* Task instructions *
The answer consists of one number: how many lines of the data below include the string "handling".

* Excerpted data *
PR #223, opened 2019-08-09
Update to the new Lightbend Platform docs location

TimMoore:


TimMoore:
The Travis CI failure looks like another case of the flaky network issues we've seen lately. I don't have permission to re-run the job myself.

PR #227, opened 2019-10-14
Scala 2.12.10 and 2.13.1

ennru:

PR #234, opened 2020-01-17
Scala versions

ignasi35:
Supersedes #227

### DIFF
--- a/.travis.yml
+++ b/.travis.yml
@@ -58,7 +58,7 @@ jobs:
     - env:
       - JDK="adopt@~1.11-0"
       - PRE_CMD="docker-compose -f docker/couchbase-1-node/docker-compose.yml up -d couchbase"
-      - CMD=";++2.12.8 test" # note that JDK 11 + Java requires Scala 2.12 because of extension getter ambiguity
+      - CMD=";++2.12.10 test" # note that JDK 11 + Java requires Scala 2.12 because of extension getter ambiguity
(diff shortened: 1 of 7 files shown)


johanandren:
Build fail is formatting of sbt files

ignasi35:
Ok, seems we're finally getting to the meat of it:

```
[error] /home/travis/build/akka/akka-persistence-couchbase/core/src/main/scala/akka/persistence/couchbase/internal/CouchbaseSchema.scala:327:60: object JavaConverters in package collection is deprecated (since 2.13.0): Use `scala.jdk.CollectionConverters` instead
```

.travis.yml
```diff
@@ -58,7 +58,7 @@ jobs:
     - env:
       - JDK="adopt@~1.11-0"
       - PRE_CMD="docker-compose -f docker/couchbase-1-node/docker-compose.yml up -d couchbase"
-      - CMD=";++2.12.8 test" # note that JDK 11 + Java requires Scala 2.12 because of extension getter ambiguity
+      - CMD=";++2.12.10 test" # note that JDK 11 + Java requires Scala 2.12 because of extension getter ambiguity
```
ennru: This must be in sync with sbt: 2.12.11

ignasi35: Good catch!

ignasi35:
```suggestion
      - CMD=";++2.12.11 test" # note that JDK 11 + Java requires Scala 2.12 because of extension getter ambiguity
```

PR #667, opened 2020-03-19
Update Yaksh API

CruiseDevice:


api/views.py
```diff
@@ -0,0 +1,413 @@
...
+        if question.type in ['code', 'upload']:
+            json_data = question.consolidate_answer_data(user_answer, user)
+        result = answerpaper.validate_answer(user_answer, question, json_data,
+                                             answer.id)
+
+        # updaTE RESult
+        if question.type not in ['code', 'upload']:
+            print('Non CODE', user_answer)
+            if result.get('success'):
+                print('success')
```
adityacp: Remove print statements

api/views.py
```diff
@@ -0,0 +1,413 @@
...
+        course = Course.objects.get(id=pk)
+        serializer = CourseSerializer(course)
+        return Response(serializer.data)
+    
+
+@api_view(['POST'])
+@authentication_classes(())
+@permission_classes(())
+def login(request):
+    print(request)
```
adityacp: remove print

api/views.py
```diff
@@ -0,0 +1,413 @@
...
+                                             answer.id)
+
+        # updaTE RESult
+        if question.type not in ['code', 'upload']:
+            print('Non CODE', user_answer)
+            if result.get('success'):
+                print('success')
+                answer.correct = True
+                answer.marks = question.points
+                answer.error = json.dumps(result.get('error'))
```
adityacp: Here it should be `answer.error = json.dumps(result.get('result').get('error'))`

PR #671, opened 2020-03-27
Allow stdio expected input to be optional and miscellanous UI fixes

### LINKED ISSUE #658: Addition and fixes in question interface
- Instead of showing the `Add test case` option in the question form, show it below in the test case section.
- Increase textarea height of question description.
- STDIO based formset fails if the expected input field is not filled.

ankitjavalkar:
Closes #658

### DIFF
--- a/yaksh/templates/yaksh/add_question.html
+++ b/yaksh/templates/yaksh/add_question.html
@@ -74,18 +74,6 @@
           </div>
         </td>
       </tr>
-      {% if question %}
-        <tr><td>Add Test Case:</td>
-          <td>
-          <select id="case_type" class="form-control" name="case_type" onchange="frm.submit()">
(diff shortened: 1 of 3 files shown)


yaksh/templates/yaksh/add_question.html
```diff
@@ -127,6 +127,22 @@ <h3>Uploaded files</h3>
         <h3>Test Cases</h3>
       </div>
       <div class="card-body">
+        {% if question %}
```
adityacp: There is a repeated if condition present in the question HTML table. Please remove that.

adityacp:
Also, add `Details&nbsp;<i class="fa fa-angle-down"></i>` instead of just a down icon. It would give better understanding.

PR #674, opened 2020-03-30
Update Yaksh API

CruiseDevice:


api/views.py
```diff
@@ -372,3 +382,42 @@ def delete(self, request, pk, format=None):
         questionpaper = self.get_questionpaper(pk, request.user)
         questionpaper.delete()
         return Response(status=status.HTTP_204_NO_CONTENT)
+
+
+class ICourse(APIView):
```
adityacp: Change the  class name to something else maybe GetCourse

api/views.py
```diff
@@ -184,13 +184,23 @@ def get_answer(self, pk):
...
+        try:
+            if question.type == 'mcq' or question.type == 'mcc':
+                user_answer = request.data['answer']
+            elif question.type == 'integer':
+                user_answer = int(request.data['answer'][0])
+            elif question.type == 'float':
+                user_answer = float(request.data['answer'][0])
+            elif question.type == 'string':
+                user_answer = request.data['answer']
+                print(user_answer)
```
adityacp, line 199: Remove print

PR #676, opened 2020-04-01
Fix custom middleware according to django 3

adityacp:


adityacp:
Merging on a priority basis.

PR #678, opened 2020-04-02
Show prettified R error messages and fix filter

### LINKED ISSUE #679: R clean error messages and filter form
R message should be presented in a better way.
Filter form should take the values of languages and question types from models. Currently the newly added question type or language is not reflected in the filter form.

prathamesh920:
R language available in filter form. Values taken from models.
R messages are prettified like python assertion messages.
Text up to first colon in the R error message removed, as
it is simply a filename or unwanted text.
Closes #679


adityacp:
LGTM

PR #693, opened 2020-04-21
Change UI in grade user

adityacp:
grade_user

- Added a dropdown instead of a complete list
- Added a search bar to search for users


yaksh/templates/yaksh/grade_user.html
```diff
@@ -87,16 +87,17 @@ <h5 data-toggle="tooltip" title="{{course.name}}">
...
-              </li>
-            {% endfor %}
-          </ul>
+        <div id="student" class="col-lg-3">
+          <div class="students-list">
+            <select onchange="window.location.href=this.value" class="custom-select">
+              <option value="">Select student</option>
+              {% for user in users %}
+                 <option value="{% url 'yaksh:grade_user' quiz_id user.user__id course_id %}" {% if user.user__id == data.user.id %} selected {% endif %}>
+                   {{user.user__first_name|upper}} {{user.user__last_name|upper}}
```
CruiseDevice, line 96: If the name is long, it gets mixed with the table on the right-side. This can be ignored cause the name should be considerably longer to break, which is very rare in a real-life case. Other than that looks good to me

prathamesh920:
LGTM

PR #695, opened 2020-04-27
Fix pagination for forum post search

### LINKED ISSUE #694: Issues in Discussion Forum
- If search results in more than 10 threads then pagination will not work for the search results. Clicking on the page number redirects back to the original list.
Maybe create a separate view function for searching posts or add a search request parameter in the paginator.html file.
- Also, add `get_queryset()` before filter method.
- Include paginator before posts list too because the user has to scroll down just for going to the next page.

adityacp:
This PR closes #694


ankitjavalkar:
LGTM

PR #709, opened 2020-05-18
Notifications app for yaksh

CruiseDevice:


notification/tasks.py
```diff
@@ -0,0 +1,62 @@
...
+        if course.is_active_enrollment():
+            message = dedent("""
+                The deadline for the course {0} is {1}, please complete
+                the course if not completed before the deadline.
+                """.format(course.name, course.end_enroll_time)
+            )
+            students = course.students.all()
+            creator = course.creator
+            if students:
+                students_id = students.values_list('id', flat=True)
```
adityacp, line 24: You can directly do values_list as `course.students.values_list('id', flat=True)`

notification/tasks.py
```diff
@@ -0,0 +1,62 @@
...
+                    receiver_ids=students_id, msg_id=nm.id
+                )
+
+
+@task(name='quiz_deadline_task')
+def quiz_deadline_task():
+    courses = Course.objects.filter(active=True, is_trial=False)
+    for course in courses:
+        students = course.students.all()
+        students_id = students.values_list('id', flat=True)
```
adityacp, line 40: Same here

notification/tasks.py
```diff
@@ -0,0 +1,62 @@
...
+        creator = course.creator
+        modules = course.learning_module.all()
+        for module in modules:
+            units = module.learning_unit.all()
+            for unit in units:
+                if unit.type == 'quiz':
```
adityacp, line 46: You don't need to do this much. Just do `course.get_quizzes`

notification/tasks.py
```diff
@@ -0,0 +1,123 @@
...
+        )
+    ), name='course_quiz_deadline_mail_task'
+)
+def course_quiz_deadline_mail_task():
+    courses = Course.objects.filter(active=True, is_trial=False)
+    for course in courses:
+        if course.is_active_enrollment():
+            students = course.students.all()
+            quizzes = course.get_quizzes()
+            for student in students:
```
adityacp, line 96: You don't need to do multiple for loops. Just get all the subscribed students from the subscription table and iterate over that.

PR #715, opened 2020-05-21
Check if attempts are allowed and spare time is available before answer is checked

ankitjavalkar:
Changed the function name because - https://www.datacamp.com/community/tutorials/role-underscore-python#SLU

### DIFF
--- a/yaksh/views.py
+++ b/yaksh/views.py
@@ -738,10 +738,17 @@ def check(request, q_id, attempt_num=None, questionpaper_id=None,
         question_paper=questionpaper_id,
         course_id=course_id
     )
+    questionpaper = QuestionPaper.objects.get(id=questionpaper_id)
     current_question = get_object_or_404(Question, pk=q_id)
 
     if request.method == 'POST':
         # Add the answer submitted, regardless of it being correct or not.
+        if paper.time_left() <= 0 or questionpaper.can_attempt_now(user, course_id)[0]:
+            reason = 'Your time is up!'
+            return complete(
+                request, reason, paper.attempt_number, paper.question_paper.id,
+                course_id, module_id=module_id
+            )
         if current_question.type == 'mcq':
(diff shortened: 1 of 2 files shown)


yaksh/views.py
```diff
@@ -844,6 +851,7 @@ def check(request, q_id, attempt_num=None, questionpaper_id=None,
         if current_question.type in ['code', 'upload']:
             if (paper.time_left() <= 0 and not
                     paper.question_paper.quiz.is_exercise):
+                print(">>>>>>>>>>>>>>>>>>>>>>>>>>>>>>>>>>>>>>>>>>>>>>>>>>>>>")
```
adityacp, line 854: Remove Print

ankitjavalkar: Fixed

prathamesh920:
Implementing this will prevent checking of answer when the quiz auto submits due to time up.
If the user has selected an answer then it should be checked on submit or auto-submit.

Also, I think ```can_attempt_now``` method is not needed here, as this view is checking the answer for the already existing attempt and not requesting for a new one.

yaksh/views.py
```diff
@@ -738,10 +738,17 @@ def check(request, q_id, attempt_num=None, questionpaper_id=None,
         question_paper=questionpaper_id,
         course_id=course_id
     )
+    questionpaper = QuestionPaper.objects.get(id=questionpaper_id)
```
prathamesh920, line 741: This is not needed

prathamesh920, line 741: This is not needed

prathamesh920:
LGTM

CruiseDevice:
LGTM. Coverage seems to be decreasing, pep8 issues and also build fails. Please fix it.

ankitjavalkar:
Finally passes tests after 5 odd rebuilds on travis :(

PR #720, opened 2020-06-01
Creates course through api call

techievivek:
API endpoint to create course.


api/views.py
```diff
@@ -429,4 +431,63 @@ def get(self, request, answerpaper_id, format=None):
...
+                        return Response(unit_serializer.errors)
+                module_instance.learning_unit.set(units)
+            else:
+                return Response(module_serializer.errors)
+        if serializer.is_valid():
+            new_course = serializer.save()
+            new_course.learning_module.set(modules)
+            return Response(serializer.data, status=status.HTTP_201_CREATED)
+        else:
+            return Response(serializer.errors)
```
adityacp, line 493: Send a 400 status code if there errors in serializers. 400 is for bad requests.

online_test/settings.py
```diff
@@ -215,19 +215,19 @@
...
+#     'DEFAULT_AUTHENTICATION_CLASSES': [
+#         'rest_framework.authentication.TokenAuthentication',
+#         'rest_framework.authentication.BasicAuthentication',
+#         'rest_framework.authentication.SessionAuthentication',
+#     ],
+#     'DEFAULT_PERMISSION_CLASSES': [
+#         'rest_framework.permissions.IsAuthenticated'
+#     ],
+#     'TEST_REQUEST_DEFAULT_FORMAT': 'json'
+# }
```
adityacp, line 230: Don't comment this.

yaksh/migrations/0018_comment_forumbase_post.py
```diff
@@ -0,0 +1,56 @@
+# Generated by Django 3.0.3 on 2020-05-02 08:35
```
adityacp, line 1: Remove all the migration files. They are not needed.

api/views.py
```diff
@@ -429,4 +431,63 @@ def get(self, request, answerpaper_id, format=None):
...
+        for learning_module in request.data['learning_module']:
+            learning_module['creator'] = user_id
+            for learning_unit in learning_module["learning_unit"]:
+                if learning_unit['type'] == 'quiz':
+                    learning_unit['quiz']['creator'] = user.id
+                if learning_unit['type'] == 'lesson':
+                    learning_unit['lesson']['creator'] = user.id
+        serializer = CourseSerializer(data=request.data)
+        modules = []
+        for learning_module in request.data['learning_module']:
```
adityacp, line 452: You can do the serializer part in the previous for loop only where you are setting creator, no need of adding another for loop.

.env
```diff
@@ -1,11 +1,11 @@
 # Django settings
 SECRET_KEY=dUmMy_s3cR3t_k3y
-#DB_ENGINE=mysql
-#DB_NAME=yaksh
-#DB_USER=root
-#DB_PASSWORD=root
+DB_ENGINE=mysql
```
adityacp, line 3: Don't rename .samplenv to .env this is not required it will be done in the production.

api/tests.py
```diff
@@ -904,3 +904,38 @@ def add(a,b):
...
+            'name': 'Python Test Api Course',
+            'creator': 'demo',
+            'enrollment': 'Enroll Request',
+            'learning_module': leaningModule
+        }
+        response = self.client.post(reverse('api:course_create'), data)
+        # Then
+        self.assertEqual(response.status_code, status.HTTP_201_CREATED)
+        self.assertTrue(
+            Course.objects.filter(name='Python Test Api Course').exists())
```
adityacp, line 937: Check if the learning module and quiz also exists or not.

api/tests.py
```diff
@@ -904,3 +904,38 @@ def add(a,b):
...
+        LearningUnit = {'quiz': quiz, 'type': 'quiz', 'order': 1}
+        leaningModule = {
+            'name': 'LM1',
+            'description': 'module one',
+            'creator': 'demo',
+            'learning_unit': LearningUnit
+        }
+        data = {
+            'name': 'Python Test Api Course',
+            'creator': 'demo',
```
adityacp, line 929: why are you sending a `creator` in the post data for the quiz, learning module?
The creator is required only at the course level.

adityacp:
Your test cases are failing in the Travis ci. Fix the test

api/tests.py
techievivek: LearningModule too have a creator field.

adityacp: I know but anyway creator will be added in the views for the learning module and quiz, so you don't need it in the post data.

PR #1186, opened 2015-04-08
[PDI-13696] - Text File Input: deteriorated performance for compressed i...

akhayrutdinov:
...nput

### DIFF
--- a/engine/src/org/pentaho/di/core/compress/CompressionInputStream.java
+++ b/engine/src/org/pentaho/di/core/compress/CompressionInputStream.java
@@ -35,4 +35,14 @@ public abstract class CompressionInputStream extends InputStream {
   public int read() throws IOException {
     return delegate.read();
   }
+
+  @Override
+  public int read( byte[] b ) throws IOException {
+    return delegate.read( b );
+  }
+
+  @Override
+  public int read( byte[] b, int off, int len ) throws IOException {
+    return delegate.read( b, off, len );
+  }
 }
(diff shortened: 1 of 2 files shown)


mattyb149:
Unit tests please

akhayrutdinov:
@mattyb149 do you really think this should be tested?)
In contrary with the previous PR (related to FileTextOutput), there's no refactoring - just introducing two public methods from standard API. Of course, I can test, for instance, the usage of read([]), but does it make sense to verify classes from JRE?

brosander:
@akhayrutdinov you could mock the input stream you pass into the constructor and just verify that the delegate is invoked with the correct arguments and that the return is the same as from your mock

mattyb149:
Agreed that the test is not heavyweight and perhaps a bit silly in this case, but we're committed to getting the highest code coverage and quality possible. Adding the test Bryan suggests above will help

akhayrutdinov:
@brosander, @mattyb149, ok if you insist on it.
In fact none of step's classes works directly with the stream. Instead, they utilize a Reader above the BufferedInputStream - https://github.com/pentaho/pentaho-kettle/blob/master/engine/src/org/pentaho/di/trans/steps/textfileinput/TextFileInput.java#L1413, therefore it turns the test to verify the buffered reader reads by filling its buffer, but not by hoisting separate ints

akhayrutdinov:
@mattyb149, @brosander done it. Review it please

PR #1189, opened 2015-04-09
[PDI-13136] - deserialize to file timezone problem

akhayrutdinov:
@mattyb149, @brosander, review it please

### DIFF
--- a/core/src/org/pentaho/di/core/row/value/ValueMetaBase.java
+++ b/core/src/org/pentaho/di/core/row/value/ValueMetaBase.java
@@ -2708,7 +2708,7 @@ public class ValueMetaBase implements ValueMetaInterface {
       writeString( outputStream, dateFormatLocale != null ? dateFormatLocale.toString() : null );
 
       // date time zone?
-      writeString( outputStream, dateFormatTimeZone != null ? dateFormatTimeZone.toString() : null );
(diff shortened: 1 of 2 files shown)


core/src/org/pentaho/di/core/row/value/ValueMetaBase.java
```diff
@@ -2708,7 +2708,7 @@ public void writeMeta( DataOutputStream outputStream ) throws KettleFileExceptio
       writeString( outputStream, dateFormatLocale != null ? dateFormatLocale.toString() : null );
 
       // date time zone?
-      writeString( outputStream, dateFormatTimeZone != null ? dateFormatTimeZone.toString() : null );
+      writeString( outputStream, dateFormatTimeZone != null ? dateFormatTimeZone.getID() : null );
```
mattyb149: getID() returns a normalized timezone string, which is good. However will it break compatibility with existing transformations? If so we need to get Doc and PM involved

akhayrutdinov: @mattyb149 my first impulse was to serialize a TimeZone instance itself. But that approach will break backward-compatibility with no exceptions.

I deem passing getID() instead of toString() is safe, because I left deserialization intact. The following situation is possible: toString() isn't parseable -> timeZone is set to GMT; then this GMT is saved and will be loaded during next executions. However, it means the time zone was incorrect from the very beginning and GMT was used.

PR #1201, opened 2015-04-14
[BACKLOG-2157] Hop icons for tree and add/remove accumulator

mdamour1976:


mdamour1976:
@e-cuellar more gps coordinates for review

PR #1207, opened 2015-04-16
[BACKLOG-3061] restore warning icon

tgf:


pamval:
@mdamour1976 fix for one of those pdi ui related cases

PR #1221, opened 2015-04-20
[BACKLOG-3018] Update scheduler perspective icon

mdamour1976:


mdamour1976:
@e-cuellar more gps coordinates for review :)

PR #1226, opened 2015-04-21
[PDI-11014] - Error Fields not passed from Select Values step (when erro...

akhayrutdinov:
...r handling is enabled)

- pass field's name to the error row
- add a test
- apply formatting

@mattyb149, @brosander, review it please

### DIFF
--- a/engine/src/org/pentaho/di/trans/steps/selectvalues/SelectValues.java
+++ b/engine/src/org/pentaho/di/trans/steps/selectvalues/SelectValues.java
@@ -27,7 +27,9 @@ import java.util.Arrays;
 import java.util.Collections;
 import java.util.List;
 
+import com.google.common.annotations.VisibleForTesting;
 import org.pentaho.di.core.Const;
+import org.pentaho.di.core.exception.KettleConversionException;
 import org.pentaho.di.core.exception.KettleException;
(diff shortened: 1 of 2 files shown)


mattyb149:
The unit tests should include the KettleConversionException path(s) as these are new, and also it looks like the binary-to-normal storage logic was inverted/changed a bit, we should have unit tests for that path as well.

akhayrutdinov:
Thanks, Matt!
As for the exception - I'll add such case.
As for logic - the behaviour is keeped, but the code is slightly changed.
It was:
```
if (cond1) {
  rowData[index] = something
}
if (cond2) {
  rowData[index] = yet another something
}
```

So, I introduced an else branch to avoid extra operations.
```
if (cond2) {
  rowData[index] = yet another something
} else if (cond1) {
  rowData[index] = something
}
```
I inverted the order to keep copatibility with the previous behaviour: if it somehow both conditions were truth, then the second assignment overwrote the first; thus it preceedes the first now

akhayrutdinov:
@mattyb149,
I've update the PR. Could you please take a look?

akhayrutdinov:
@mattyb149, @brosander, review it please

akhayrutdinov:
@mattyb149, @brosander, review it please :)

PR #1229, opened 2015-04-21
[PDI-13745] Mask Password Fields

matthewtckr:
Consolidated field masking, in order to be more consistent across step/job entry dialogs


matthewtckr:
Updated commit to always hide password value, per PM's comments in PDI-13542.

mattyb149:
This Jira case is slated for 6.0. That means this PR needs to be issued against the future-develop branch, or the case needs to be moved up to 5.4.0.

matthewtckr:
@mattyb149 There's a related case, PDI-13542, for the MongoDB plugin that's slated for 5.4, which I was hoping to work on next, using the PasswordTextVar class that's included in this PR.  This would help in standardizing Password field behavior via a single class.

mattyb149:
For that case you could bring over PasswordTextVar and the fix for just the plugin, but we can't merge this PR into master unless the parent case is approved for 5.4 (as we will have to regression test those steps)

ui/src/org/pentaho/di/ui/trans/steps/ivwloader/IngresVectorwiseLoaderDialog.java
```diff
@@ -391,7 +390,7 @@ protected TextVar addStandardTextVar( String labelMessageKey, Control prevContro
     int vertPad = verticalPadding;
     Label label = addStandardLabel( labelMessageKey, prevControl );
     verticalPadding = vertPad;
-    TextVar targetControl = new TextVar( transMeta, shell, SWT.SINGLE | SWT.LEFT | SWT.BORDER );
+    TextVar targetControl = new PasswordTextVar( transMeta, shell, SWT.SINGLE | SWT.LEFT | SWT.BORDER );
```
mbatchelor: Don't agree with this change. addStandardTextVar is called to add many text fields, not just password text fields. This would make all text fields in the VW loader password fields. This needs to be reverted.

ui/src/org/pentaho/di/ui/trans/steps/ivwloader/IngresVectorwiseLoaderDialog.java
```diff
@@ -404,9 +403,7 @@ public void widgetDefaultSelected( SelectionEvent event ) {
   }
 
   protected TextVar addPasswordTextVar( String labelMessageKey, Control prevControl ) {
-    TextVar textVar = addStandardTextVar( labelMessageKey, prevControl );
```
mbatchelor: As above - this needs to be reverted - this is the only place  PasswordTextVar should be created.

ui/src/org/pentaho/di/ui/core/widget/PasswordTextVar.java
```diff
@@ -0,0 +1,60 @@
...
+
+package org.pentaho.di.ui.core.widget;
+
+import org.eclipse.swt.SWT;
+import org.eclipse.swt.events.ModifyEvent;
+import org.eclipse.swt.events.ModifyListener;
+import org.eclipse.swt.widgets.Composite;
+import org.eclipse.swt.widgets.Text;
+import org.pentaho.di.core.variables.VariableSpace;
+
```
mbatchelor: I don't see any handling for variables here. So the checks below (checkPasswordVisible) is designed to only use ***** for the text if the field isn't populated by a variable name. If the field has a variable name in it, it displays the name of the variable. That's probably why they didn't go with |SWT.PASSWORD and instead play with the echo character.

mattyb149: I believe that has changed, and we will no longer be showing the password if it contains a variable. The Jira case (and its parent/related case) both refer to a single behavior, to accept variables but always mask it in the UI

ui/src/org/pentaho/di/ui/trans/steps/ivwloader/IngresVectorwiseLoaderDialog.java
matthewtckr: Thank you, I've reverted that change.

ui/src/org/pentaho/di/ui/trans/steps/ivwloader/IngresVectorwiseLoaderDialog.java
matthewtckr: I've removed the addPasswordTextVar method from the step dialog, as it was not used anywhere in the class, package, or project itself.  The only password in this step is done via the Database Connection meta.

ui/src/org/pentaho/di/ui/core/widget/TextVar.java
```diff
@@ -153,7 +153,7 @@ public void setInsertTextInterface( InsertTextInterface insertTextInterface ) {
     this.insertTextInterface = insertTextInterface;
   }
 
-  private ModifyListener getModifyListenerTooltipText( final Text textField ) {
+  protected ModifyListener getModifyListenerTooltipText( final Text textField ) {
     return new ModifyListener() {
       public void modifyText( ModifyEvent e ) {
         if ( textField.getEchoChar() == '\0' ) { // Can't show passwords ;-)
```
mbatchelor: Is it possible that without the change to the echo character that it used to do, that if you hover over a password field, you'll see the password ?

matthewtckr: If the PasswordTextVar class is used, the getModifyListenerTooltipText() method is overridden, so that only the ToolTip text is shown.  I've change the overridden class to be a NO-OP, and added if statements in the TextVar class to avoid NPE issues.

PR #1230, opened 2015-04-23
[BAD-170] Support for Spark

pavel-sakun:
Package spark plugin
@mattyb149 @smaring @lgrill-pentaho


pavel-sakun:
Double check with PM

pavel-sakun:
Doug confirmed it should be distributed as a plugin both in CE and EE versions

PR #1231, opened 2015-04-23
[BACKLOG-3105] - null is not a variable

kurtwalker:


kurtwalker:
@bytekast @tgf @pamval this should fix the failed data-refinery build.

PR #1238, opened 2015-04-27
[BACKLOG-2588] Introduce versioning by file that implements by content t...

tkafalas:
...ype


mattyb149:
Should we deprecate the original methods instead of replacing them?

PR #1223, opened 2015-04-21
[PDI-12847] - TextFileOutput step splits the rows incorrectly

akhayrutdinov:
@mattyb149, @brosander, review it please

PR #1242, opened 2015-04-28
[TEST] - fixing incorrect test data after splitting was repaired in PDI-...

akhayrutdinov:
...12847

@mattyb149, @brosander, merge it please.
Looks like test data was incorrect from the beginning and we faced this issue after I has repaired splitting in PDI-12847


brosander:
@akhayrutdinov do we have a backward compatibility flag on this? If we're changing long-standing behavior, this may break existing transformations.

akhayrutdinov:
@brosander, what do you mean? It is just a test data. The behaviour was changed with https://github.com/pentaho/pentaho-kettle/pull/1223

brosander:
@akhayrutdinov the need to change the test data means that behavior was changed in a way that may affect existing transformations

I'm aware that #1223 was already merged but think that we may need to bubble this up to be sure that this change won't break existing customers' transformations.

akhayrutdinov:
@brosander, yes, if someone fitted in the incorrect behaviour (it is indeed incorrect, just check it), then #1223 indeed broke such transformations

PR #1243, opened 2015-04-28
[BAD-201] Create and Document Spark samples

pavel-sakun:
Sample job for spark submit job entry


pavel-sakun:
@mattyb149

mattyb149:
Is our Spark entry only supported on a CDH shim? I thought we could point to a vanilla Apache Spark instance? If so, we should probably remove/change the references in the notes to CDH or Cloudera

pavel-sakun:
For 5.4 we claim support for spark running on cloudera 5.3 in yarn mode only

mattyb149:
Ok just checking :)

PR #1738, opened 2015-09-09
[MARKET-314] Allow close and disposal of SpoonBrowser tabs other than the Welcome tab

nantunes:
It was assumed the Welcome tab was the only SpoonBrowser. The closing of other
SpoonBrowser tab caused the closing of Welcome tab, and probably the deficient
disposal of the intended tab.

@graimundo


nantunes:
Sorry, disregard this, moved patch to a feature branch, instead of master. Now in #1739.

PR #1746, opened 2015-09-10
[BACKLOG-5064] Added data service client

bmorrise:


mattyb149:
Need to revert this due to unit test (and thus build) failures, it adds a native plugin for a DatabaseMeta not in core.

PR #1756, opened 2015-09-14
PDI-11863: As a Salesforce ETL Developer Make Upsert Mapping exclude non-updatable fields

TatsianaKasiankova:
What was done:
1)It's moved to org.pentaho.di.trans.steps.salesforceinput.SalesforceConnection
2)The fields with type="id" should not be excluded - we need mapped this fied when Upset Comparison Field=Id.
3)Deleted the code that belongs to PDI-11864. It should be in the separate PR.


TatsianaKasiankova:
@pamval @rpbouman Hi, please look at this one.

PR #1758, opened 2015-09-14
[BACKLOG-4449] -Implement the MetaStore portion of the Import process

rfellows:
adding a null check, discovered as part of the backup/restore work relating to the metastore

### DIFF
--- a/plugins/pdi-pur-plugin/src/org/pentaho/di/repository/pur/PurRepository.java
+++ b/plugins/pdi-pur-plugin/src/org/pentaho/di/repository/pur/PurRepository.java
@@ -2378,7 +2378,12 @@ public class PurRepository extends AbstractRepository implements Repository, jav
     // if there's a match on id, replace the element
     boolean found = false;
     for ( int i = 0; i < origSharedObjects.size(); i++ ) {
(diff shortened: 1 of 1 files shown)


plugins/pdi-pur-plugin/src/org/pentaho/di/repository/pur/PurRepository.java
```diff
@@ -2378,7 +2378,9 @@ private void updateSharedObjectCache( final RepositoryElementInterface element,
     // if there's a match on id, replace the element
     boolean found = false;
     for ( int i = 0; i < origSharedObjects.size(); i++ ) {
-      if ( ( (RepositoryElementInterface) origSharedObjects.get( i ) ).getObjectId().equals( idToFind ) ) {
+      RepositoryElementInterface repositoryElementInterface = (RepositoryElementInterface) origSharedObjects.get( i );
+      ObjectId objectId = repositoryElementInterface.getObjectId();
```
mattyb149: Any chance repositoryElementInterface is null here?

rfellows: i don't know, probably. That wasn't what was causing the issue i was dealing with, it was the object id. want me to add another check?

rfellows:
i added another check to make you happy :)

* Response box *
2